Die gemeine Maribor-Variante

Ausgeschieden: Bayer Leverkusen liefert ein Spiel voller Torchancen und Verzweiflung, aber die destruktiven Gäste hielten das tragische 0:0    ■ Aus der BayArena Katrin Weber-Klüver

Die Blicke gingen ins Nirgendwo. „Tiefe Enttäuschung und Leere“, spürte Christoph Daum. „Solange ich hier bin ...“, begann Reiner Calmund, und wusste nicht weiter. Sie waren fassungslos, der Trainer und der Manager, und machten keinen Hehl daraus. Denn an vieles hatte man in Leverkusen gedacht und sich auch prophylaktisch auf das Ausscheiden aus der Champions League eingestellt.

Was dann aber tatsächlich am letzten Spieltag passierte, konnte Calmund, sonst nie verlegen um Kommentare, eben nur „schwer in Worte fassen“.

Jenseits aller Phantasien von römischem Laisser-faire in Kiew und einem dann wertlosen Torfestival in Leverkusen war ganz prosaisch das Gegenteil eingetreten: Lazio hatte honorig in Kiew gewonnen – und Bayer damit den Weg in die nächste Runde geebnet. Bayer aber stürzte mit einem Remis gegen NK Maribor ab. Diese Ergebniskombination, sagte Calmund dann doch noch, „macht den Horror komplett“.

An der Überlegenheit Leverkusens gegen Maribor gab es keinen Zweifel. Die Statistik wies 70:30 Prozent Ballbesitz aus. Vom reinen Augenschein her hätte man 90:10 auch ohne weiteres geglaubt. Die Torschuss- und Ecken-Statistik gab entsprechende Auskünfte: 21 Ecken von Leverkusen standen 2 von Maribor gegenüber, 13 Leverkusener Torschüssen keiner der Gäste. Am Ende aber stand es immer noch 0:0.
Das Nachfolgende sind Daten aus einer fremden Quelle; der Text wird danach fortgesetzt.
PR #1870, opened 2024-04-13
feat: add config to overwrite grpc certificate 

### LINKED ISSUE #1709: Split TLS options for gRPC and HTTP
## Why
Currently for a remote CLI you have no choice but to setup TLS. As a result, the public HTTP endpoints also end up encrypted, and in some configurations this sacrifices significant observability (currently my linkerd2 sidecar containers are unable to inspect traffic, monitor endpoint performance, and enforce per-route ACLs). While workarounds are possible (for example running headscale without TLS, and a proxy terminating TLS for gRPC), they would be far from ideal.

## Description
One solution is adding split TLS options - to allow a user to enable TLS for gRPC, while not enabling it for other endpoints.

I'm happy to work on this if it's an acceptable change.

K3das:
- [ ] added unit tests
- [ ] added integration tests
- [ ] updated CHANGELOG.md

This adds two config options to overwrite the TLS certificate for the gRPC API

```yaml
# Use separate a certificate for gRPC, this overwrites
# the global certificate.
grpc_tls_cert_path: ""
grpc_tls_key_path: ""
```

(closes #1709)

### DIFF
--- a/flake.lock
+++ b/flake.lock
@@ -20,11 +20,11 @@
     },
     "nixpkgs": {
       "locked": {
-        "lastModified": 1728093190,
-        "narHash": "sha256-CAZF2NRuHmqTtRTNAruWpHA43Gg2UvuCNEIzabP0l6M=",
+        "lastModified": 1729850857,
+        "narHash": "sha256-WvLXzNNnnw+qpFOmgaM3JUlNEH+T4s22b5i2oyyCpXE=",
         "owner": "NixOS",
         "repo": "nixpkgs",
-        "rev": "e2f08f4d8b3ecb5cf5c9fd9cb2d53bb3c71807da",
+        "rev": "41dea55321e5a999b17033296ac05fe8a8b5a257",
         "type": "github"
       },
       "original": {


config-example.yaml
```diff
@@ -40,6 +40,11 @@ grpc_listen_addr: 127.0.0.1:50443
 # are doing.
 grpc_allow_insecure: false
 
+# Use separate a certificate for gRPC, this overwrites
```
ohdearaugustin, line 43:
```suggestion
# Use separate a x509 certificate for gRPC, this overwrites
```

ohdearaugustin (approved):
Looks good to me.

kradalby:
Overwrite sounds incorrect, it's more like using separate certs for grpc.

What is the use case for this, why would you want it?

It will also need some sort of integration tests.

K3das:
I used "overwrite" since that would imply that, by default, it would use certificates defined in the other settings, I'm happy to change this wording.

My use case is described in the attached issue; I don't want to configure TLS for the HTTP API endpoints, but configure it for the gRPC endpoints.

I'll add integration tests if you still consider this an acceptable change.

config-example.yaml
```diff
@@ -40,6 +40,11 @@ grpc_listen_addr: 127.0.0.1:50443
...
+# the global certificate.
+grpc_tls_cert_path: ""
+grpc_tls_key_path: ""
```
kradalby, line 46: At this point, with the growing amount of options it should end up like:
```suggestion
grpc:
  allow_insecure: false
  tls:
    cert_path: ""
    tls_key_path: ""
```

K3das: agreed, though this would create breaking changes, which @ohdearaugustin asked to avoid

kradalby: It should be possible to map the allow insecure to the new value.

K3das:
> I do not know exactly how I want them to look or how to test something like this, so this might be a challenging exercise in it self, but if you want to take a stab at it, you are welcome to do so.

Not sure either, but this could probably involve working on a better test suite for the TLS implementation, since from what I understand, ACME is completely untested. Alternatively, integration tests could generate and trust a certificate for gRPC like they do for the HTTP API, then just check the fingerprint(?).

Outside of CLI tests, are there tests for gRPC at all?

integration/embedded_derp_test.go
```diff
@@ -43,6 +43,7 @@ func TestDERPServerScenario(t *testing.T) {
 		hsic.WithExtraPorts([]string{"3478/udp"}),
 		hsic.WithEmbeddedDERPServerOnly(),
 		hsic.WithTLS(),
+		hsic.WithGrpcTLS(),
```
kradalby, line 46: This looks reasonable, but please add a new test so we dont change already known ones.

K3das:
@kradalby just to confirm, is it fine that this is breaking gRPC config. Would it be a better idea to put this with the TLS settings and break those (by making them a map)?

kradalby:
> @kradalby just to confirm, is it fine that this is breaking gRPC config. Would it be a better idea to put this with the TLS settings and break those (by making them a map)?

It should not require breaking it, you should be able to set up an alias in cobra/viper to handle it.

K3das:
Alright, I'll see what I can do, still, would it be a better idea to keep this with TLS configs instead?

kradalby:
> Alright, I'll see what I can do, still, would it be a better idea to keep this with TLS configs instead?

Sorry, forgot to answer this. Might be, I kind of want this feature to be "available, but not accessible", as I mentioned earlier that I am concerned people would use it in the wrong way. Maybe "hiding" it in tls makes sense.

K3das:
closing this for now, I don't have a significant need for this, and given new changes it would require a bit of effort to update this patch.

Selten sind Daten so zweifelsfrei auszulegen wie diese. Man hätte das Spiel nicht einmal sehen müssen, um zu wissen, wie es abgelaufen war. 100 Minuten lang rannten zehn Leverkusener auf einen Strafraum zu, in dem zehn Verteidiger sie bereits erwarteten. Diese Maribor-Defensive war derart leidenschaftlich destruktiv und effektiv, dass man auf der Tribüne auf verschiedene Gedanken kommen konnte.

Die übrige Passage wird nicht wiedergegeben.